Orleans 2.0 Stateless Worker Grains

In this article, we’ll see how to create grains that automatically scale up and down depending on load, in Microsoft Orleans 2.0.

The source code for this article is very similar to that in “Getting Started with Microsoft Orleans 2.0 in .NET Core“, with a few key differences:

  • It has been modified to gracefully stop the silo and gracefully close the client.
  • It uses the latest packages at the time of writing this article – Orleans 2.0.3 and OrleansDashboard 2.0.7.
  • It uses a slightly different example, and the load generation has been adapted accordingly.

Since there’s nothing really new in the client and silo setup, we’ll be focusing mainly on the grain and load generation parts. However, you may find the full source code for this article in the Orleans2StatelessWorkers folder in the Gigi Labs BitBucket repository.

Example Grain

For the sake of example, we’ll imagine that the job of our Orleans cluster is to provide hashing as a service. A client provides an input string, and we’ll have a grain that computes a hash of the string (it doesn’t really matter what hash function it is – we’ll use MD5 in the example) and returns it.
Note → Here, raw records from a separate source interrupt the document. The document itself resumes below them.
PR #817, opened 2021-12-02
feat: add keybindings for launching telescope

kylo252:
Add keybindings for launching Telescope in the directory under the cursor

- `<c-f>` will trigger `find_files`
- `<c-g>` will trigger `live_grep`

### DIFF
--- a/doc/nvim-tree-lua.txt
+++ b/doc/nvim-tree-lua.txt
@@ -590,6 +590,8 @@ Defaults to:
       { key = "-",                            cb = tree_cb("dir_up") },
       { key = "s",                            cb = tree_cb("system_open") },
       { key = "q",                            cb = tree_cb("close") },
+      { key = "<c-f>",                        cb = M.nvim_tree_callback("launch_find_files") },
+      { key = "<c-g>",                        cb = M.nvim_tree_callback("launch_live_grep") },
       { key = "g?",                           cb = tree_cb("toggle_help") },
     }
 <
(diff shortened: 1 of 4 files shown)


kylo252:
I'm not sure if you want to have something like this in the wiki instead, but I figured it could be useful for others to see. 

Here's the full version to use from the user-config

```lua
function M.launch_live_grep(opts)
  return M.launch_telescop("live_grep", opts)
end

function M.launch_find_files(opts)
  return M.launch_telescope("find_files", opts)
end

function M.launch_telescope(func_name, opts)
  local telescope_status_ok, _ = pcall(require, "telescope")
  if not telescope_status_ok then
    return
  end
  local lib_status_ok, lib = pcall(require, "nvim-tree.lib")
  if not lib_status_ok then
    return
  end
  local is_folder = node.has_children and true
  local basedir = is_folder and node.absolute_path or vim.fn.fnamemodify(node.absolute_path, ":h")
  vim.api.nvim_out_write(string.format("Got: %s \n", basedir))
  opts = opts or {}
  opts.cwd = basedir
  return require("telescope.builtin.files")[func_name](opts)
end
```

And then to use it, add something like this depending on your configuration structure
```lua

local function custom_callback(callback_name)
    return string.format(":lua require('core.nvimtree').%s()<CR>", callback_name)
end

-- this is passed to  ("nvim-tree").setup(opts)
 local mappings_list = {
      { key = "<c-f>", cb = custom_callback "launch_find_files" },
      { key = "<c-g>", cb = custom_callback "launch_live_grep" },
}
```

kyazdani42:
Hi ! Thanks for the contribution, but i'd prefer keeping integration with other plugins into users hands :) 
I guess we could add wiki pages indeed, would be more appropriate for this kind of thing :)

kyazdani42:
https://github.com/kyazdani42/nvim-tree.lua/wiki/Open-file-in-telescope
closing this :)

Issue #803, opened 2021-11-28
Error when call the `NvimTreeToggle` after update Neovim nightly.


nyngwang:
## Neovim version

NVIM v0.6.0-dev+644-ge4976cbd2
Build type: Release
LuaJIT 2.1.0-beta3

Features: +acl +iconv +tui
See ":help feature-compile"

   system vimrc file: "$VIM/sysinit.vim"
  fall-back for $VIM: "/usr/local/Cellar/neovim/HEAD-e4976cb_1/share/nvim"

Run :checkhealth for more info

## Setup

I'm using `packer.nvim` with the following settings:

```
use {
  'kyazdani42/nvim-tree.lua',
  requires = {
    'kyazdani42/nvim-web-devicons'
  },
  config = function()
    require'nvim-tree'.setup {
      hijack_cursor = true,
      update_cwd = true,
      open_on_tab = true,
      view = {
        side = 'right',
        width = 45,
        auto_resize = false,
      },
      update_focused_file = {
        enable      = true,
        update_cwd  = true,
      },
      filters = {
        custom = { '.git', '__pycache__', '.DS_Store' }
      }
    }
    vim.g.nvim_tree_show_icons = {
      ['git'] = 1,
      ['folders'] = 0,
      ['files'] = 0,
      ['folder_arrows'] = 0,
    }
    vim.g.nvim_tree_highlight_opened_files = 1
    vim.g.nvim_tree_respect_buf_cwd = 1
    vim.g.nvim_tree_indent_markers = 1
    vim.g.nvim_tree_add_trailing = 1
  end
}
vim.api.nvim_set_keymap('n', ';', '<cmd>NvimTreeToggle<CR>', NOREF_NOERR_TRUNC)
```

## Error message

```
Error detected while processing CursorMoved Autocommands for "NvimTree":
E5108: Error executing lua ...m/site/pack/packer/start/nvim-tree.lua/lua/nvim-tree.lua:341: Column value outside range
stack traceback:
        [C]: in function 'nvim_win_set_cursor'
        ...m/site/pack/packer/start/nvim-tree.lua/lua/nvim-tree.lua:341: in function 'place_cursor_on_node'
        [string ":lua"]:1: in main chunk
```

nyngwang:
After some testing this error will occur when I run `nvim path/to/my/file` but if I start from a folder `nvim path/to/a/folder/` then there will be no problem. Very weird.

imSafdarAwan:
[...]

PR #821, opened 2021-12-03
fix: idx passed to api.nvim_win_set_cursor may be -1

### LINKED ISSUE #783: :NvimTreeFindFile not working
nvim-tree only opens the window but does not go to the file when I run `:NvimTreeFindFile`. I remember it working before. But it stopped working quite some time ago.

kunish:
This causes out of range error on CursorMoved event is fired if hijack_cursor option is set to true.
Although I don't know why it fixes the issue, but it has been working fine for me.

Potentially fix #783, #803


kyazdani42 (approved):
indeed, thanks for the fix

Based on this requirement, we can easily write a grain and its corresponding interface to perform the hash calculation:

    public interface IHashGeneratorGrain : IGrainWithIntegerKey
    {
        Task<string> GenerateHashAsync(string input);
    }

    public class HashGeneratorGrain : Grain, IHashGeneratorGrain
    {
        private HashAlgorithm hashAlgorithm;

        public HashGeneratorGrain()
        {
            this.hashAlgorithm = MD5.Create();
        }

        public Task<string> GenerateHashAsync(string input)
        {
            var inputBytes = Encoding.UTF8.GetBytes(input);
            var hashBytes = hashAlgorithm.ComputeHash(inputBytes);
            var hashBase64Str = Convert.ToBase64String(hashBytes);

            return Task.FromResult(hashBase64Str);
        }
    }

Load Generation

Typically, when we talk about actor models, the whole point is to have an instance of an actor (grain in Orleans) per entity ID. For instance, you’d have a grain instance for each Device, Vehicle, BlogPost, Game, User, or whatever other domain object you’re dealing with. In this case, however, our grain is completely stateless, and there is no difference in behaviour between one activation and another. In fact, since the grain ID doesn’t matter, we can just pass in 0 as a sort of convention when requesting a grain of this kind:

var hashGenerator = client.GetGrain<IHashGeneratorGrain>(0);

Once we have an instance of the grain, we can generate some load by creating random strings and invoking the relevant method on the grain repeatedly:

            while (true)
            {
                var randomString = GenerateRandomString();
                var hash = await hashGenerator.GenerateHashAsync(randomString);
                Console.WriteLine(hash);
            }

You can monitor the grain’s activity from the Orleans Dashboard (localhost:8080 by default), and as you’d expect, there is only one activation of the grain:

Stateless Worker Grains

This situation is a very good fit for Stateless Worker Grains.

Normally, when you request a grain with a particular ID, you get a single activation – and it is a singleton throughout the cluster, so you would never (bar edge cases involving failover scenarios) get more than one instance of that grain in the cluster. However, if you just add a [StatelessWorker] attribute on the grain…

    [StatelessWorker]
    public class HashGeneratorGrain : Grain, IHashGeneratorGrain

…you’ll see very different behaviour:

Notice how there are now two activations of the HashGeneratorGrain, even though we’re still requesting an instance with ID 0.

When Orleans sees the [StatelessWorker] attribute, it will create a pool of grains behind the ID you specify. This is similar to a load balancer. Those grains are hidden behind that same ID, so you can’t access individual grains in the pool directly (it wouldn’t make any sense to do that). The number of grains will grow up to as many CPU cores are available on the machine, unless you pass an argument to the attribute specifying otherwise.

Aside from autoscaling, another important benefit of stateless worker grains is that they are always local. Orleans will always execute a request to a stateless worker on the same silo where the request was generated, spawning a new activation if necessary. This saves the overhead of potentially passing the request to an instance in a different silo (i.e. remote call), which makes a lot of sense for stateless workers that are pure logic and there’s no difference between activations running in different places.

Although stateless worker grains are best used for stateless logic (as one would expect), there is nothing preventing their use with state. However, coordination of state between multiple grain activations with the same ID can be complicated. The Stateless Worker Grains documentation describes some patterns where stateless worker grains with state make sense (although calling them that way is bizarre).

Summary

  • Use the [StatelessWorker] attribute to treat a grain as a stateless worker grain.
  • This creates a load-balanced autoscaling pool of grains with the same ID.
  • Requests to stateless worker grains are always local and never incur a remote call.
  • Stateless worker grains may have state, although this is unusual.